The input data has a shape (1, 1000, 4). It consists of 4 signals made of 1000 floats between which I am trying to discriminate.

The training consistently fails with various error messages depending on the shape of the labels.

model.fit(data, labels, epochs=1000)

For example, if I use

labels=np.array(np.array([0, 1, 2, 3]))

or

labels=np.array(np.array([[0], [1], [2], [3]])),

I obtain

ValueError: Data cardinality is ambiguous:
  x sizes: 1
  y sizes: 4
Make sure all arrays contain the same number of samples.

whereas, if I use,

labels=np.array(np.array([[0, 1, 2, 3]])),

I obtain

logits and labels must have the same first dimension, got logits shape [1,4] and labels shape [4].

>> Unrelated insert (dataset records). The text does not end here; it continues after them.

PR #88, opened 2026-09-03
fix(a11y): dim replayed chat history by color instead of opacity

### LINKED ISSUE #94: a11y: replayed chat history falls below AA contrast because it is dimmed with opacity
Replayed conversation turns are dimmed to set them apart from live ones:

`styles/chat.css:801`

```css
/* History messages: slightly dimmed to distinguish from live messages */
.chat-msg.history,
.chat-tool-card.history,
.chat-thinking.history {
  opacity: 0.7;
  animation: none;
}
```

The intent is right, but `opacity` on the container multiplies **every** colour underneath it, including the grays that are already the darkest step of the ramp. `base.css:17-45` tunes that ramp so each level clears WCAG AA on the app backgrounds; the container opacity undoes that work one level down.

Measured on `--bg-primary` (#0d0d0d):

| Element | Nominal | As rendered in history |
|---|---|---|
| Message body (`--text-primary`) | 14.72:1 | 7.52:1 |
| Secondary markdown (`--text-secondary`) | 8.08:1 | **4.47:1** ❌ |
| Table headers, muted (`--text-muted`) | 5.27:1 | **3.14:1** ❌ |

## Reproducing

Resume any session whose earlier turns contain a markdown table. The header row is `--text-muted`, so it renders at 3.14:1 above the divider and 5.27:1 below it. The difference is plainly visible in the same scroll view, and the header row is the part that is hardest to read.

## Same defect, separately

`.chat-history-divider` (`styles/chat.css:761`) sets `opacity: 0.6` over `--text-tertiary`, putting its 11px label at **3.04:1**. Not caused by the rule above, but the same mistake, and adjacent enough to fix together.

## Suggested direction

Dim by choosing a colour rather than by multiplying alpha. Remapping the ramp variables on the history containers reaches the whole subtree in one declaration — `chat.css` reads those variables in 166 places and custom properties inherit — while letting every level keep a nominal, AA-checked value.

One wrinkle: tool cards draw their background and borders from `--accent-color-rgb`, and that chrome is currently riding the same container opacity. Removing the opacity without compensating would render replayed cards *brighter* than live ones, so they need an explicit toned-down rule.

I have a patch for this in #88.

bleleve:
Replayed chat turns are dimmed with `opacity: 0.7` on the container. Opacity multiplies every nested gray too, so the text ramp `base.css` tunes to clear WCAG AA gets undone one level down — the levels that were already the darkest end up well under the floor.

Fixes #94.

Measured on `--bg-primary` (#0d0d0d):

| Element | Before | After |
|---|---|---|
| Message body | 7.52:1 | 8.08:1 |
| Secondary markdown | 4.47:1 ❌ | 6.57:1 |
| Table headers, muted | 3.14:1 ❌ | 5.85:1 |
| History divider | 3.04:1 ❌ | 5.27:1 |

It shows up most on replayed assistant messages containing tables: the header row is `--text-muted`, which the container opacity drops to 3.14:1.

## What changed

`.chat-msg.history` and friends remap the ramp variables instead of setting an alpha. `chat.css` reads those variables in 166 places and custom properties inherit, so the whole subtree dims through one lever, every level keeps a nominal value, and nothing lands below 5.27:1. The intent of the original rule is preserved — history still reads a full notch below live content. Body text moves imperceptibly (7.52 → 8.08); only the failing levels gain ground.

Tool cards needed a second rule: their accent background and borders were riding that same container opacity, so dropping it would have rendered replayed cards *brighter* than live ones. They are pulled back explicitly.

The history divider had the same defect independently (`opacity: 0.6` over `--text-tertiary`, 11px text at 3.04:1) and is fixed the same way. Its `::before`/`::after` rules are decorative, so they keep their alpha.

## Testing

`npm run build:renderer` and `npx jest` (75 suites, 2156 tests) both pass. CSS-only change, no renderer logic touched.

### DIFF
--- a/styles/chat.css
+++ b/styles/chat.css
@@ -763,9 +763,10 @@ mark.chat-search-hit.current {
   align-items: center;
   gap: 12px;
   margin: 16px 0 12px;
-  color: var(--text-tertiary);
+  /* Same reason as .history below: opacity 0.6 over --text-tertiary rendered
+     11px text at 3.04:1. --text-muted holds 5.27:1 at its nominal value. */
+  color: var(--text-muted);
   font-size: 11px;
-  opacity: 0.6;
 }
 .chat-history-divider::before,
 .chat-history-divider::after {
@@ -773,7 +774,8 @@ mark.chat-search-hit.current {
   flex: 1;
   height: 1px;
   background: currentColor;
-  opacity: 0.3;
+  /* Decorative rules, not text — dimming them with alpha is fine. */
+  opacity: 0.25;
 }
 .chat-history-divider span {
   white-space: nowrap;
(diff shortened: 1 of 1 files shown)


Sterll:
Merged, thanks. The ratio table made this quick to check, and remapping the ramp instead of stacking another alpha is the right instinct: one lever, every level keeps a nominal value.

Good catch on the tool cards riding that same opacity. Replayed cards coming out brighter than live ones would have been a funny regression to chase later.

One thing for the future, not a problem today: the four greys are literal values, so they will need a light counterpart when the light theme in #66 lands.

PR #89, opened 2026-09-03
fix(terminal): keep the session when switching between chat and terminal

### LINKED ISSUE #92: Switching a tab between chat and terminal starts a new conversation, and leaks the PTY
## What happens

The chat/terminal toggle on a session tab (`.tab-mode-toggle`) does not carry the conversation. You click *Switch to Terminal* on a chat you are in the middle of, and get a blank *Initializing Claude Code…* with none of your history — the session you came from is gone from the UI. It reads as the button not working.

## Why

`TerminalManager.switchTerminalMode()` never passes `termData.claudeSessionId` to either side:

- chat -> terminal calls `terminal.create({ cwd: project.path, runClaude: true, skipPermissions })` with no `resumeSessionId`, so the CLI opens a fresh conversation;
- terminal -> chat calls `createChatView(wrapper, project, { … })` with no `resumeSessionId` either.

It also re-creates the PTY at `project.path` rather than `termData.cwd`, which moves a worktree tab back to the main checkout, and passes no `projectId`/`projectPath`, so the output capture and the `terminal_exit_code` triggers lose attribution for the rest of the tab's life.

## The id divergence underneath

A tab and its PTY only share an id until the first switch. A tab opened as a terminal is keyed in `terminalsState` by its PTY id; a tab that reached terminal mode from chat keeps its `chat-…` key and records the PTY separately in `termData.ptyId`. Most of `TerminalManager` assumes the two are interchangeable, so on a switched tab:

- `closeTerminal()` and the switch itself call `terminal.kill({ id })` with the *tab* id. `TerminalService.terminals` is keyed by PTY id, so it matches nothing — **every switch-and-close cycle leaves a `claude` process running**.
- `_registerTerminalHandler(ptyId, …)` then does `getTerminal(ptyId)`, which misses: no output recorded for the scraping provider or the session recap, and `_lastTerminalData` never set, which `_finalizeReady()` reads to decide ready vs working.
- The paste and key helpers are handed the PTY id but look the tab up for its xterm instance, so bracketed paste is lost and multi-line pastes arrive as a run of Enters.
- `getStatusForTab()` reports the tab id as `ptyId`, and the tab-orchestration send writes to it.

One call site already had this right (`_renderPromptsBar` reads `termData?.ptyId`), which is what makes the rest look like an oversight rather than a design.

## Three smaller ones in the same path

- The chat->terminal error branch stores `{ mode: 'terminal', terminal: null, fitAddon: null }`. `setActiveTerminal()` then calls `termData.fitAddon.fit()` unguarded for any non-chat, non-file tab — a TypeError on every later click on that tab, which takes down the rest of the click handler, mode toggle included.
- The outgoing terminal's 30s loading-overlay timer is never cleared, so it fires into what is a chat by then.
- A second click during the awaited PTY spawn re-enters the switch and tears down the half-built tab.

## Note on testing

Nothing in this 4400-line file is covered, because `require('TerminalManager')` throws under Jest: `marked` ships ESM only and `require('marked')` fails on it. A `moduleNameMapper` onto marked's UMD build unlocks it.

## Environment

Claude Terminal v1.2.18, all platforms.

## Fix

PR #89.

bleleve:
Fixes #92.

The chat/terminal toggle on a session tab dropped the conversation.

### The session did not travel with the switch

Neither leg carried `claudeSessionId`, so switching left the session you were in and opened a brand new one — you clicked "Switch to Terminal" and got a blank *Initializing Claude Code…* with none of your history, which reads as the button not working. Both legs now carry the id: the CLI takes it as `--resume`, the chat view as its resume target, and the chat reports its own session id back so a second switch still has something to hand over.

The switch also lost the working directory. It re-created the PTY at `project.path`, which moves a worktree tab back to the main checkout, and passed no `projectId`/`projectPath`, so the output capture and the `terminal_exit_code` triggers lost attribution for the rest of the tab's life. Both now come from the tab.

### A tab and its PTY only share an id until the first switch

A tab opened as a terminal is keyed in `terminalsState` by its PTY id, so the two are the same value. A tab that reached terminal mode from chat keeps its `chat-…` key and records the PTY separately in `termData.ptyId`. Most of `TerminalManager` assumed the two were interchangeable, so on a switched tab:

- `closeTerminal()` and the switch itself killed `id`, which matched no terminal in `TerminalService` — **every switch-and-close cycle left a `claude` process running**;
- the output handler registered under the PTY id then looked the tab up by it, so nothing was recorded: no output buffer for the scraping provider or the session recap, and `_lastTerminalData` never set for the ready/working debounce;
- the paste and key helpers were handed the PTY id but look the tab up for its xterm instance, so bracketed paste was lost and multi-line pastes arrived as a run of Enters;
- `getStatusForTab` reported the tab id as the PTY, and the tab-orchestration send wrote to it.

`ptyIdOf()` is now the single place that translates, and `_registerTerminalHandler` takes both ids rather than assuming one. One place already had this right (`_renderPromptsBar` reads `termData?.ptyId`), which is what put me onto it.

### Three smaller repairs in the same path

- The chat→terminal error branch left the tab in terminal mode with `terminal: null, fitAddon: null`. `setActiveTerminal` then called `fitAddon.fit()` unguarded, throwing on every later click on that tab — and taking the rest of the click handler, the mode toggle included, down with it.
- The outgoing terminal's 30s loading-overlay timer was never cleared, so it kept firing into what was a chat by then.
- A second click during the awaited PTY spawn re-entered the switch and tore down the half-built tab.

Also swapped `tab.className.replace(/status-\w+/, …)` for `classList`: the regex matched inside `substatus-thinking` first and rewrote that instead of the status class.

### Tests

`tests/features/TerminalModeSwitch.test.js` — 11 cases pinning the tab-id/PTY-id contract. Five of them fail against the pre-fix code (verified by reverting each behaviour in place).

Requiring `TerminalManager` threw under Jest — `marked` ships ESM only, and `require('marked')` fails on it — which is why nothing in this 4400-line file was covered. A `moduleNameMapper` onto marked's UMD build unlocks it. Full suite: 75 suites, 2157 tests, all passing.

### Not covered

I could not reproduce this interactively — the app holds a single-instance lock and was in use, so this is diagnosed from the code rather than from a repro. The session-loss on switch is the defect I am confident matches the screenshot; the id divergence is provable from the code either way.

### DIFF
--- a/package.json
+++ b/package.json
@@ -59,7 +59,10 @@
     ],
     "testMatch": [
       "**/tests/**/*.test.js"
-    ]
+    ],
+    "moduleNameMapper": {
+      "^marked$": "<rootDir>/node_modules/marked/lib/marked.umd.js"
+    }
   },
   "dependencies": {
     "@anthropic-ai/claude-agent-sdk": "^0.3.226",
--- a/src/renderer/ui/components/TerminalManager.js
+++ b/src/renderer/ui/components/TerminalManager.js
@@ -158,6 +158,24 @@ function registerOsc52Handler(terminal) {
 function resetOutputSilenceTimer(_id) { /* no-op */ }
 function clearOutputSilenceTimer(_id) { /* no-op */ }
 
+/**
+ * The PTY this tab talks to.
+ *
+ * A tab opened as a terminal is keyed by its PTY id, so the two are the same and
+ * most of this file can treat them as interchangeable. A tab that reached
+ * terminal mode by switching out of chat cannot: it keeps the `chat-…` key it
+ * was created with, and its PTY is recorded separately. Addressing the PTY by
+ * the tab id there reaches nothing — which is how a switched tab kept a live
+ * `claude` running after it was closed.
+ *
+ * @param {object|null} termData
+ * @param {string|number} tabId
+ * @returns {string|number}
+ */
+function ptyIdOf(termData, tabId) {
+  return termData?.ptyId ?? tabId;
+}
+
 function detectCompletionSignal(terminal) {
   if (!terminal?.buffer?.active) return null;
   const buf = terminal.buffer.active;
@@ -503,6 +521,8 @@ class TerminalManager extends BaseComponent {
     this._terminalContext = new Map();
     this._tabActivationHistory = new Map();
     this._loadingTimeouts = new Map();
+    // Tabs mid mode-switch — the chat->terminal leg awaits a PTY spawn.
+    this._modeSwitching = new Set();
     this._callbacks = {
       onNotification: null,
       onRenderProjects: null,
@@ -537,7 +557,8 @@ class TerminalManager extends BaseComponent {
     this._ipcDispatcherInitialized = true;
     const self = this;
     this._api.terminal.onData((data) => {
-      self._lastTerminalData.set(data.id, Date.now());
+      // The activity stamp is recorded by the handler, under the *tab* id — the
+      // readers (`_finalizeReady`) key on that, not on the PTY id we get here.
       const handler = self._terminalDataHandlers.get(data.id);
       if (handler) handler(data);
     });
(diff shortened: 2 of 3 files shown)


Sterll:
Merged, thanks.

The bug report was "the button does not work", and the actual finding is that a tab and its PTY stop sharing an id the moment you switch once. Everything downstream inherited that assumption, so the visible symptom was the least of it. A switched tab leaking a live `claude` process on close is the part I would not have gone looking for.

Naming it `ptyIdOf` and putting the explanation on the helper is the right shape. The next person to touch this file gets told, rather than having to rediscover it.

PR #95, opened 2026-09-03
fix(a11y): raise tool detail contrast, repair replayed subagent cards

### LINKED ISSUE #93: a11y: tool card detail text is below AA contrast, and subagent history cards escape the dimming
Follow-up to #88, which fixed the container-level `opacity` on replayed chat history. Two neighbouring problems in the same area were deliberately left out of that PR because fixing them changes how *live* UI looks, which felt like a maintainer call rather than something to slip into a contrast fix.

## 1. `.chat-tool-detail` is below AA on live cards

`styles/chat.css:1043`

```css
.chat-tool-detail {
  font-size: 11px;
  color: var(--text-tertiary);   /* 6.57:1 nominal */
  ...
  opacity: 0.6;                  /* → ~3.0:1 as rendered */
}
```

This is the line that shows the tool's argument next to its name (the file path on a Read, the pattern on a Grep). `--text-tertiary` is picked from the ramp `base.css` tunes to clear AA, then `opacity: 0.6` throws that away: composited over the tool card background it lands at roughly **3.0:1**, against the 4.5:1 AA needs at 11px.

Worth stressing that this is not limited to history. It affects **cards for tools running right now**, which is when the detail line is most worth reading.

In replayed history it is worse. Before #88 the two opacities multiplied (0.7 × 0.6) for roughly 2:1; after #88 it sits near 2.8:1. Better, but still short.

The fix is the same shape as #88: pick a nominal colour rather than multiplying alpha. `--text-muted` renders at 5.27:1 and reads as a clear step below `.chat-tool-name`, so something like

```css
.chat-tool-detail {
  color: var(--text-muted);
  /* no opacity */
}
```

would clear AA while keeping the visual hierarchy. It does make live cards slightly more present, which is the judgement call I did not want to make unilaterally.

## 2. Subagent cards are never dimmed in history

`src/renderer/ui/components/ChatView.js:6742` tags replayed subagent cards:

```js
el.className = 'chat-subagent-card completed history';
```

But `styles/chat.css` has no rule matching `.chat-subagent-card` with `.history` — the dimming block only ever listed `.chat-msg`, `.chat-tool-card` and `.chat-thinking`. So the class is inert and replayed subagent cards render identically to live ones.

This predates #88 and looks like an oversight when the dimming rule was written: every other replayed element type is covered. Either the selector list should include it, or the class should stop being set so the intent is explicit in one place.

## Environment

Reproduced on `main` at the time of #88. Contrast figures measured against `--bg-primary` (#0d0d0d) and the tool card's own accent-tinted background, with the default accent `#d97706`.

bleleve:
Closes #93.

> [!IMPORTANT]
> Depends on #88 and carries its commit. GitHub will not let me base a cross-fork PR on a branch that only exists in my fork, so the two commits show up together here. **Merge #88 first** and this diff collapses on its own to just the follow-up commit (`fix(a11y): raise tool detail contrast, repair replayed subagent cards`). Review that one — the other is already under review in #88. Splitting them apart is not really possible: both edit the same CSS block, so independent branches would conflict on merge.

## 1. `.chat-tool-detail` was below AA, including on live cards

```diff
  .chat-tool-detail {
    font-size: 11px;
-   color: var(--text-tertiary);
+   color: var(--text-muted);
    ...
-   opacity: 0.6;
  }
```

`--text-tertiary` at `opacity: 0.6` composites to about **3.0:1** over the tool card background, against the 4.5:1 AA asks at 11px. Worth repeating from the issue: this is not history-only. It applies to cards for tools running *right now*, which is exactly when the argument line (the path on a `Read`, the pattern on a `Grep`) is worth reading.

`--text-muted` is the ramp's own bottom step and renders at **4.99:1** with no alpha. It still reads a clear step below `.chat-tool-name`.

## 2. Replayed subagent cards were tagged with two dead classes

```diff
- el.className = 'chat-subagent-card completed history';
+ el.className = 'chat-subagent-card done history';
```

I have tried many things based on the documentation or the examples I have found but I don’t manage to make it work.

Thank you very much!

It no longer crashes with some other loss functions such as binary_crossentropy for example. But the minimisation does not work (unless the learning rate is tiny) and the end result does not tally with the training data.

Asked By: zaphod

||

Answers:

change sparse_categorical_crossentropy to categorical_crossentropy. And try with respecting the shape of data = (batch_size, 1000, 4) and for labels (batch_size, 4) as you want to output 4 values.

data = tf.random.uniform([32, 1000, 4])
labels = tf.random.uniform([32, 4])

model.fit(data, labels, epochs=10, batch_size = 8)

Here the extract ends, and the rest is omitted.